3. Applying revisions to the curriculum without parental consent.
This video interviews various parents in the midst of their protest to the Premier of Ontario on the 2015 curriculum changes. If you watch the video, you will see that the main argument against the curriculum, at least stemming from these particular responses, is the fact that parents did not consent to these changes.
Prior to administering the changes, the Ministry of Education asked one parent from each elementary school (4000 parents) to complete a survey to provide their input on the changes. Of course, I’m sure each and every parent should have had the opportunity to share their feedback, and I think that collecting more feedback is something that the ministry should consider for future implementations. At the same time, however, I believe that the education system has a responsibility to ensure that each and every student is recognized, treated with respect, and cared for; having this curriculum only serves to evoke those qualities more.

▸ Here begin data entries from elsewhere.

PR #9982, opened 2022-08-11
Closes #8595: Added new PON interface types

### LINKED ISSUE #8595: Add PON ports to interface type
### NetBox version

v3.1.7

### Feature type

Data model extension

### Proposed functionality

Add EPON, GPON, X-GPON and other type of PON ports to interface type.

### Use case

These ports are used for OLTs in FTTH scenarios.

### Database changes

4. And finally, “math, not masturbation, science, not sex”
I saved the best for last. This is a protester’s sign in the above photo. Another parent in the video commented on how education needs to stick to the “facts”.
HEALTH and PHYSICAL EDUCATION are subjects too.
Humans are created through sex; sex is a fact.
Just because some parents value particular subjects less than others does not mean that the school system can ignore them; this argument is completely ridiculous and unjustifiable for that reason alone. If schools were PRIORITIZING these subjects over others by allotting more time or resources into ensuring more creative and dynamic classroom lessons for those subjects, then yes, I could justify this argument. But, that is simply not the case.
I’d like to leave you with a final thought to keep in mind. What age is “too young” to learn about sexual education? Is there an age “too young”? Of course these topics might seem weird or awkward to teach, but this awkwardness stems from the fact that they are not yet topics considered in the norm of social discussion. Sex and identity is what makes us who we are, so why should they ever be awkward to talk about? This change is good change, at least that is how I see it.
Thank you for making it through a tough topic with me!